Deploy K8ssandra with Helm

With a values.yaml file generated which details out specific configuration overrides we can now deploy K8ssandra via Helm.

helm install prod-k8ssandra k8ssandra/k8ssandra -f aks.values.yaml

Output:

NAME: prod-k8ssandra
LAST DEPLOYED: Fri May 21 16:17:33 2021
NAMESPACE: default
STATUS: deployed
REVISION: 1

Retrieve K8ssandra superuser credentials

You’ll need the K8ssandra superuser name and password in order to access Cassandra utilities and do things like generate a Stargate access token.
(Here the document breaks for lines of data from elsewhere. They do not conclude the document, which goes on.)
PR #128, opened 2016-10-30
[Tests] Increase file descriptor limit

bendikro:


cas--:
I think `openbt.png` can be deleted, I removed the test but forgot about the icon.

bendikro:
Removed

deluge/tests/__init__.py
```diff
@@ -0,0 +1,8 @@
+# Increase open file descriptor limit to allow tests to run
+# without getting error: what():  epoll: Too many open files
+import resource
+
+try:
+    resource.setrlimit(resource.RLIMIT_NOFILE, (65536, 65536))
```
cas--: Does Windows fail with ValueError for this?

deluge/tests/__init__.py
```diff
@@ -0,0 +1,8 @@
+# Increase open file descriptor limit to allow tests to run
+# without getting error: what():  epoll: Too many open files
+import resource
```
cas--: This will `ImportError` on Windows

bendikro:
Does this look better?

deluge/tests/__init__.py
```diff
@@ -0,0 +1,8 @@
...
+
+try:
+    resource.setrlimit(resource.RLIMIT_NOFILE, (65536, 65536))
+except ValueError as ex:
+    print "Failed to raise file descriptor limit:", ex
```
aresch: Please use the print function from __future__: from __future__ import print_function

bendikro: Sure

cas--:
Merged, thanks!

PR #129, opened 2016-10-31
[Tests] Fix for isort config package handling

bendikro:


cas--:
Tidied up the config as it should not require specifying third-party modules. (fingers crossed passes travis...)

To retrieve K8ssandra superuser credentials:

  1. Retrieve the K8ssandra superuser name:

    kubectl get secret prod-k8ssandra-superuser -o jsonpath="{.data.username}" | base64 --decode ; echo
    

    Output:

    prod-k8ssandra-superuser
    
  2. Retrieve the K8ssandra superuser password:

    kubectl get secret prod-k8ssandra-superuser -o jsonpath="{.data.password}" | base64 --decode ; echo
    

    Output:

    o4NlBIWcO2KzKuBPU9mB
    

Cleanup Resources

If this cluster is no longer needed you may optionally uninstall K8ssandra or delete all of the infrastructure.

Uninstall K8ssandra

helm uninstall prod-k8ssandra

Output:

release "prod-k8ssandra" uninstalled

Destroy AKS Cluster

terraform destroy

Output:

# Output omitted for brevity

Plan: 0 to add, 0 to change, 21 to destroy.

Changes to Outputs:
  - aks_fqdn           = "prod-k8ssandra-0000000.hcp.eastus.azmk8s.io" -> null
  - aks_id             = "/subscriptions/00000000-0000-0000-0000-000000000000/resourcegroups/prod-k8ssandra-resource-group/providers/Microsoft.ContainerService/managedClusters/prod-k8ssandra-aks-cluster" -> null
  - connect_cluster    = "az aks get-credentials --resource-group prod-k8ssandra-resource-group --name prod-k8ssandra-aks-cluster" -> null
  - resource_group     = "prod-k8ssandra-resource-group" -> null
  - storage_account_id = "/subscriptions/00000000-0000-0000-0000-000000000000/resourceGroups/prod-k8ssandra-resource-group/providers/Microsoft.Storage/storageAccounts/prodk8ssandrastorage" -> null

Do you really want to destroy all resources?
  Terraform will destroy all your managed infrastructure, as shown above.
  There is no undo. Only 'yes' will be accepted to confirm.

  Enter a value: yes


# Output omitted for brevity

Destroy complete! Resources: 21 destroyed.

Next steps

With a freshly provisioned cluster on AKS, consider visiting the developer and Site Reliability Engineer quickstarts for a guided experience exploring your cluster.

Alternatively, if you want to tear down your AKS cluster and / or infrastructure, refer to the section above that covers cleaning up resources.